Author contributions

IK was the principal investigator of the START study, helped to collect data, and prepared together with the DF draft of the manuscript. IK, DF and JR conceptualized and designed all the work on the paper, and JR conducted all statistical analyses. IK, DF, JR and MS contributed to the design of analyses and interpretation of results. All other authors contributed significantly to the study design, data collection, preparation of the study dataset, and critical appraisal of statistical work or works on the manuscript. All authors have read, critically reviewed, corrected and approved the final version of the manuscript.

Ethics statement

The Ethics Committee of the Faculty of Pharmacy in Hradec Králové, Charles University (number UKFaF/297850/2022) approved the study, and the counties’ permission for the institutions where the research took place was available according to local rules.

Consent form

Data were collected after signed informed consent was obtained from the START project nursing home residents, and participants were informed before an assessment about data collection, the intention of the study, its objectives, and outcomes. They also received written nursing home resident study information sheets. Participants were free to decline participation during the study period, data were collected and stored under specific codes, and the study fully followed all General Data Protection Regulations (GDPR), anonymity and confidentiality rules.

Acknowledgements

We would like to express our acknowledgement to all study sites from Croatia (Dom za starije osobe Centar/Dom za starije osobe Dubrava, Zagreb, Dom za starije i nemoćne osobe Osijek, Dom za starije i nemoćne osobe Zadar, Cvjetni dom Šibenik and Dom za starije i nemoćne osobe Split) and other collaborating study sites, as well as to all nurses, physicians and students (Lucia Bačelić, Luna Ibrahimpašić, Ana Matković, Dominik Osmakčić and Matea Pavičić) helping with the START project data collection, Assoc. Prof. Daniela Fialová and Assist. Prof. Maja Ortner Hadžiabdić who facilitated project running and outputs, and Prof. Lisa Pont for assisting with the language proof of the manuscript.

Disclosure statement

No potential conflict of interest was reported by the author(s).

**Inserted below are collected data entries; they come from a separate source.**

PR #597, opened 2021-03-27
server: simplify how SigningKey arguments are passed

djc:
Thinking about this some more, the whole `Box` part of `Arc<Box<T>>`  is completely superfluous, removed it (and carried forward the `any_supported_type()` flattening from the other PR).

(Or is keeping the `any_supported_type()` split separate useful for limited linking of algorithms? It doesn't seem so since they call each other unconditionally, but maybe I'm missing something.)

### DIFF
--- a/rustls/examples/internal/bogo_shim.rs
+++ b/rustls/examples/internal/bogo_shim.rs
@@ -225,7 +225,7 @@ impl rustls::ServerCertVerifier for DummyServerAuth {
 }
 
 struct FixedSignatureSchemeSigningKey {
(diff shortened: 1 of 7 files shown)


ctz:
> (Or is keeping the any_supported_type() split separate useful for limited linking of algorithms? It doesn't seem so since they call each other unconditionally, but maybe I'm missing something.)

The whole of `mod sign` is public, so they're part of the public API: https://docs.rs/rustls/0.19.0/rustls/sign/index.html

djc:
Ah, sorry, I missed that. I'll scrap that commit then.

PR #598, opened 2021-03-27
Miscellaneous unwrap() removals

djc:
`copy_from_slice()` is arguably more idiomatic for this common case than using `Write`, and makes the code more compact.  By referring to array sizes explicitly where possible, I've tried to make it easy for the optimizer to reduce/remove any potential bounds checks in the generated code. `copy_from_slice()` itself can still panic if its arguments are not of equal length, but this still seems like an improvement.


ctz:
Thanks!

PR #1378, opened 2023-07-31
directly use core:: & alloc:: API instead of std:: re-exports

japaric:
This is a first step towards adding `no_std` support to RusTLS. It makes easier to spot what parts of the code-base depend on the standard library. The clippy lints should prevent std re-exports being added back (although the lints do have false positives: https://github.com/rust-lang/rust-clippy/issues/11159 ). When `no_std` support is implemented and tested in CI, it won't be necessary to rely on the clippy lints.

### DIFF
--- a/rustls/src/bs_debug.rs
+++ b/rustls/src/bs_debug.rs
@@ -1,4 +1,4 @@
-use std::fmt;
+use core::fmt;
 
 /// Alternative implementation of `fmt::Debug` for byte slice.
 ///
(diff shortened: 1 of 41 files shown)


cpu:
:wave: Could you add a PR description with the rationale for the change? 

I think we'd also prefer that the commit history be a little bit cleaner too (e.g. folding the `rust fmt` fix into the original commits).

Thanks!

japaric:
Thanks for the review. I believe I've addressed all your comments.

cpu (approved):
Thanks!

djc (approved):

PR #1382, opened 2023-08-01
docs: Add note on unsupported self-signed certificates

exdx:
This clarifies the rustls position on self-signed certificates.
Users writing tests using rustls should be aware that a
self-signed cert won't work as expected.

Signed-off-by: Dan Sover <dan.sover@avalabs.org>

### DIFF
--- a/README.md
+++ b/README.md
@@ -75,6 +75,7 @@ rustls does not and will not support:
 * Compression.
 * Discrete-log Diffie-Hellman.
 * Automatic protocol version downgrade.
+* Self-signed certificates.
 
 There are plenty of other libraries that provide these features should you
 need them.
--- a/rustls/src/lib.rs
+++ b/rustls/src/lib.rs
@@ -48,6 +48,7 @@
 //! * Compression.
 //! * Discrete-log Diffie-Hellman.
 //! * Automatic protocol version downgrade.
+//! * Self-signed certificates.
 //!
 //! There are plenty of other libraries that provide these features should you
 //! need them.


djc:
@ctz now that we control webpki, do you want to maintain that self-signed certificates are non-feature (that is, are intentionally not supported)? Or should we add an opt-in `dangerous_config()` feature to support them somehow?

exdx:
Yes, I noticed there was a test https://github.com/rustls/rustls/blob/1776e0ba3b9df78134b2d04f2fb70496bf209595/connect-tests/tests/badssl.rs#L126 that supports self-signed certs but only in a dangerous configuration. I can update the PR to reflect that.

exdx:
My personal opinion is that this is helpful -- developers looking to use rustls might see this and know which configuration to use for self-signed certs, in tests especially.

README.md
```diff
@@ -75,6 +75,7 @@ rustls does not and will not support:
 * Compression.
 * Discrete-log Diffie-Hellman.
 * Automatic protocol version downgrade.
+* Self-signed certificates (except with dangerous configuration enabled)
```
cpu, line 78:
```suggestion
* Self-signed certificates
```

I don't think it's accurate to say that Rustls supports self-signed certificates with the dangerous config option. 

The BoGo test you pointed to is passing `--insecure` to `tlsclient-mio`, and that ultimately ends up **disabling** certificate validation entirely (:warning:!): https://github.com/rustls/rustls/blob/460934b1b06670e8e84c3e99beadb6dfd8eee21c/examples/src/bin/tlsclient-mio.rs#L357-L363

In particular this means we're not:
* Checking that the self-signed certificate's signature is valid
* Checking that the self-signed certificate isn't expired
* Checking that the self-signed certificate has a subject name matching the name that was connected to

The mechanism that `tlsclient-mio` uses for the above is also an implementation detail specific to the example (a custom `ServerCertVerifier` impl), and not something you can get out-of-box with the Rustls library.

That's a lot of words (sorry!) but I think the right change here is to list self signed certificates as unsupported without further clarification. Does that make sense?

cpu (changes requested):
Thanks for the PR! I have a request for a change w.r.t the wording being added.

exdx:
> Thanks for the PR! I have a request for a change w.r.t the wording being added.

Sure, that makes sense to me. I'll change it. I'm on vacation for a week or so but will update afterwards. Thanks.

exdx:
@djc @cpu I have went ahead and updated the README. The PR is ready to go now 👍

cpu:
@exdx Thanks, the update looks good. Could you squash the branch history down into just one commit updating `README.md`?

ctz:
> now that we control webpki, do you want to maintain that self-signed certificates are a non-feature

I think such a thing would have to be a separate, explicit API at the webpki-level. Which would call for a separate, explicit API at the rustls level to call it.

When people say "self-signed certificates", they are generally saying "turn off the security, I don't care" rather than asking caring much about the exact shape of the certificate chain -- we have an extension point and example code for doing that already.

I'm not sure just changing webpki to deal with self signed certs would suffice either -- the certificates tend to come from openssl one-liners -- far away from what is acceptable under the BRs. It seems like it wouldn't be useful to say "we support self-signed certs, but you have a to have `basicConstraints`, and `subjectAlternativeNames` extensions" etc.

I think that it's generally harder to generate a reasonable self-signed certificate and pin it than just using something like [`mkcert`](https://github.com/FiloSottile/mkcert)?

cpu:
> @exdx Thanks, the update looks good.

Also, [as pointed out by CI failure](https://github.com/rustls/rustls/actions/runs/5866749170/job/15906556978?pr=1382) I think the updated text needs to be in `lib.rs` and then updated in `README.md` with `admin/pull-readme`.

exdx:
@cpu Updated!

cpu (approved):
Looks good. Thanks for landing the revisions :-)

PR #1388, opened 2023-08-03
Move to using prerelease rustls-webpki 0.102.0-alpha.0

ctz:
This is intended to just maintain the status-quo, not take advantage of the new features in this release.

### DIFF
--- a/rustls/src/verify.rs
+++ b/rustls/src/verify.rs
@@ -18,23 +18,23 @@ use ring::digest::Digest;
 use alloc::sync::Arc;
 use std::time::SystemTime;
 
-type SignatureAlgorithms = &'static [&'static webpki::SignatureAlgorithm];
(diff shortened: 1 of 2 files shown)


rustls/src/verify.rs
```diff
@@ -533,14 +533,25 @@ impl ClientCertVerifier for AllowAnyAuthenticatedClient {
             .map(|crl| crl as &dyn webpki::CertRevocationList)
             .collect::<Vec<_>>();
 
+        let revocation = if crls.is_empty() {
```
djc, line 536: Maybe spell this as `(!crls.is_empty()).then(|| ..)` instead?

djc (approved):

rustls/src/verify.rs
ctz: going to leave this as-is, as i think @cpu will be deleting it soon to expose the more flexible CRL APIs

PR #1389, opened 2023-08-03
Split out webpki callers into separate module

ctz:
This is drawing a line around everything that directly calls into the `webpki` crate. Most of this is from the pluggable crypto branch, but I'd like to get it on main as it is the most annoying part of that to rebase :)

At the end of this, `src/verify.rs` is generic to any sort of certificate verifier. All direct calls to the webpki crate exist in `src/webpki/*`.


rustls/src/tls13/mod.rs
```diff
@@ -198,3 +198,20 @@ impl MessageDecrypter for Tls13MessageDecrypter {
         Ok(msg.into_plain_message())
     }
 }
+
+/// The set of schemes we support for signatures and
+/// that are allowed for TLS1.3.
+///
+/// This prevents (eg) RSA_PKCS1_SHA256 being offered or accepted
+/// in TLS1.3.
+pub(crate) fn is_sigscheme_supported_in_tls13(sigscheme: &SignatureScheme) -> bool {
```
cpu, line 208: small nit: WDYT about dropping the `_in_tls13` suffix. 

At the call-sites, rather than importing the `fn` directly I think it would be clearer to import `tls13` and then call it as `tls13::is_sigscheme_supported`. 

That would remove the redundancy in the fn name but still keeps it clear that the context is TLS 1.3.

rustls/src/verify.rs
```diff
@@ -405,16 +397,15 @@ pub struct WebPkiServerVerifier {
 
 #[allow(unreachable_pub)]
 impl WebPkiServerVerifier {
-    /// Constructs a new `WebPkiVerifier`.
```
cpu, line 408: oops, missed this one in my rename, thanks :)

rustls/src/verify.rs
```diff
@@ -427,6 +418,26 @@ impl WebPkiServerVerifier {
             SignatureScheme::RSA_PKCS1_SHA256,
         ]
     }
+
+    /// An full implementation of `ServerCertVerifier::verify_tls12_signature` or
```
cpu: nit: `An full` -> `A full`

rustls/src/verify.rs
```diff
@@ -427,6 +418,26 @@ impl WebPkiServerVerifier {
...
+    /// `ClientCertVerifier::verify_tls12_signature`.
+    pub fn default_verify_tls12_signature(
+        message: &[u8],
+        cert: &Certificate,
+        dss: &DigitallySignedStruct,
+    ) -> Result<HandshakeSignatureValid, Error> {
+        verify_signed_struct(message, cert, dss)
+    }
+
+    /// An full implementation of `ServerCertVerifier::verify_tls13_signature` or
```
cpu: ditto the nit above.

rustls/src/tls13/mod.rs
```diff
@@ -215,3 +216,24 @@ pub(crate) fn is_sigscheme_supported_in_tls13(sigscheme: &SignatureScheme) -> bo
             | SignatureScheme::ED25519
     )
 }
+
+/// Constructs the signature message specified in section 4.4.3 of RFC8446.
+pub(crate) fn construct_tls13_client_verify_message(handshake_hash: &Digest) -> Vec<u8> {
```
cpu, line 221: this is another place where I wonder whether it makes sense to drop the `tls13` portion of the name and let module-qualified references to the `fn` disambiguate from other protocol versions. 

I think the existing name made more sense when they lived in the general `verify.rs` module, but less so now.

WDYT?

cpu (commented):
Overall looks great! Just a few nits to raise for discussion from my side.

rustls/src/tls13/mod.rs
djc: Yes, I wanted to suggest this too when skimming earlier. Or, go the other way around and just attach this as a method to `SignatureScheme`.

rustls/examples/internal/bogo_shim.rs
```diff
@@ -226,6 +251,28 @@ impl client::ServerCertVerifier for DummyServerAuth {
...
         Ok(client::ServerCertVerified::assertion())
     }
+
+    fn verify_tls12_signature(
+        &self,
+        message: &[u8],
+        cert: &rustls::Certificate,
+        dss: &DigitallySignedStruct,
+    ) -> Result<HandshakeSignatureValid, Error> {
+        WebPkiServerVerifier::default_verify_tls12_signature(message, cert, dss)
```
djc, line 261: I wonder if there's a way we can factor this further to avoid the duplication here? We have identical `verify_tls12_signature()` and `verify_tls13_signature()` methods for both `ClientCertVerifier` and `ServerCertVerifier` and we end up with the `ClientCertVerifier` methods calling into the `ServerCertVerifier` methods to work around that.

The signature verification is different from other parts of the certificate verification because (a) no verifier state is involved and (b) it's the same across client and server. Feels like it might make sense to extract a separate trait for this?

rustls/src/tls13/mod.rs
djc: I agree that would be better -- as is, the names feel like what is sometimes described as stuttering (also, these names are already pretty long).

rustls/src/server/handy.rs
```diff
@@ -166,32 +169,9 @@ impl ResolvesServerCertUsingSni {
...
-        // valid.
-        let general_error =
-            || Error::General("The server certificate is not valid for the given name".to_string());
-
-        let name = webpki::DnsNameRef::try_from_ascii(checked_name.as_ref().as_bytes())
-            .map_err(|_| general_error())?;
-
-        end_entity_cert
-            .verify_is_valid_for_subject_name(webpki::SubjectNameRef::DnsName(name))
-            .map_err(|_| general_error())?;
```
djc, line 194: Would be nice to replace the substitution of this with `ParsedCertificate()` and `verify_server_name()` a separate intermediate commit.

rustls/src/webpki/mod.rs
```diff
@@ -0,0 +1,3 @@
+pub(crate) mod anchors;
```
djc, line 1: Consider keeping these modules private and present a single interface to the rest of the crate from this module through re-exports from the inner modules?

djc (commented):
This is a good step forward, like the improved modularity.

rustls/src/tls13/mod.rs
ctz: have done the latter.

rustls/src/server/handy.rs
ctz: good point - done

rustls/src/server/handy.rs
```diff
@@ -155,7 +158,8 @@ impl ResolvesServerCertUsingSni {
     pub fn add(&mut self, name: &str, ck: sign::CertifiedKey) -> Result<(), Error> {
         let checked_name = DnsNameRef::try_from(name)
             .map_err(|_| Error::General("Bad DNS name".into()))
-            .map(|dns| dns.to_lowercase_owned())?;
+            .map(|name| name.to_lowercase_owned())?;
+        let server_name = ServerName::DnsName(checked_name.clone());
```
djc, line 161: I think we should be able to avoid the `.clone()` here by reordering a bit?

rustls/examples/internal/bogo_shim.rs
ctz: Yeah this is a bit of a separate concern from certificate chain building, and it's mainly like this because it draws a line between things that require x509 certificate parsing and everything else, and I'm not sure it makes sense to have two separate configuration surfaces for "stuff that needs to deal with certificates"?

In future commits I'm planning to introduce some shared configuration between these which is the [signature verification schemes to be used by webpki](https://github.com/rustls/rustls/blob/4a4d61b5534328254f02110be6ef582a13551bbc/rustls/src/webpki/verify.rs#L480-L504) -- which would be something shared by a certificate verifier for chain building and signature verification (though, still, the configuration is separate for both, but I think it makes sense for that to be declared together).

rustls/src/server/handy.rs
ctz: have managed this by moving the `DnsName` into and then out of the `ServerName` around the name verification, but better ideas welcome!

rustls/src/server/handy.rs
```diff
@@ -166,36 +172,14 @@ impl ResolvesServerCertUsingSni {
...
-        end_entity_cert
-            .verify_is_valid_for_subject_name(webpki::SubjectNameRef::DnsName(name))
-            .map_err(|_| general_error())?;
-
-        let as_str: &str = checked_name.as_ref();
-        self.by_name
-            .insert(as_str.to_string(), Arc::new(ck));
+        ck.end_entity_cert()
+            .and_then(ParsedCertificate::try_from)
+            .and_then(|cert| verify_server_name(&cert, &server_name))?;
```
cpu, line 176: I think this refactoring has the effect of not rejecting an empty certificate chain, or a malformed end entity cert. Were you thinking the value of that early err return isn't worthwhile?

I know this isn't security sensitive, but in the absence of a counter argument it feels like we could keep the early misconfiguration detections while still relying on `verify_server_name` for the heavy lifting.

cpu (approved):

rustls/src/server/handy.rs
djc: Are you sure you understand `and_then()` correctly?

ctz: I think this is ok -- in this commit you can see the tests for those cases changing to track the different errors being produced -- so a difference in behaviour but the error checking is still happening.

- empty cert chain: `Error::General` -> `Error::NoCertificatesPresented`
- malformed cert: `Error::General` -> `Error::InvalidCertificate(CertificateError::BadEncoding)`
- name doesn't appear in cert: `Error::General` -> `Error::InvalidCertificate(CertificateError::NotValidForName)`

cpu: :sweat_smile: My bad.

I was confused and thinking about `Option.and_then` yielding `None`.

Nevermind me :bow:

djc (approved):

PR #1391, opened 2023-08-04
examples: IPv6 for mio client/server examples.

cpu:
Just a couple small things I noticed while using the client/server to dig into other issues.

I verified the connect tests continue to work in addition to the normal unit tests.

## examples: IPv6 for mio client/server examples.

In the server, bind `::` instead of `0.0.0.0`.

In the client:
 * delete a comment about `openssl s_client/s_server` not supporting IPv6 - we don't test these examples against OpenSSL anymore.
 * rework `lookup_ipv4` as `lookup_ip`, returning the first socket address whether or not it's IPv4.
   
 ## examples: IPv6 for mio client/server examples.

As described.


examples/src/bin/tlsclient-mio.rs
```diff
@@ -243,20 +243,17 @@ struct Args {
     arg_hostname: String,
 }
 
-// TODO: um, well, it turns out that openssl s_client/s_server
-// that we use for testing doesn't do ipv6.  So we can't actually
-// test ipv6 and hence kill this.
-fn lookup_ipv4(host: &str, port: u16) -> SocketAddr {
+fn lookup_ip(host: &str, port: u16) -> SocketAddr {
```
ctz, line 246: i think we could just delete this, as `TcpStream::connect` can just be passed `(args.arg_hostname.as_str(), port)` instead, and will connect to all the possible addresses that resolve from that: https://doc.rust-lang.org/std/net/trait.ToSocketAddrs.html

ctz (approved):

cpu:
Pretty boring updates to example code, going to throw this in the merge queue without waiting for more reviews.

Data availability statement

The datasets used and/or analysed during the current study are available from the corresponding author as the chair of the research works in the START/MED/093 project called ‘Grant Schemes at Charles University’ (Reg. No. CZ.02.2.69/0.0/0.0/19_073/0016935) and the NETPHARM project/New Technologies for Translational Research in Pharmaceutical Sciences (project ID CZ.02.01.01/00/22_008/0004607).

Additional information

Funding

This study was supported by the START/MED/093 project called ‘Grant Schemes at Charles University’ (Reg. No. CZ.02.2.69/0.0/0.0/19_073/0016935). It also received funding from the I-CARE4OLD Project under the European Union’s Horizon 2020 Research and Innovation Programme, Grant Agreement Number 965341. Other support was obtained from the NETPHARM Project/New Technologies for Translational Research in Pharmaceutical Sciences (Project ID CZ.02.01.01/00/22_008/0004607), co-funded by the European Union, as well as from the Cooperatio Research Program of the Faculty of Pharmacy, Charles University, and the SVV260 665 project.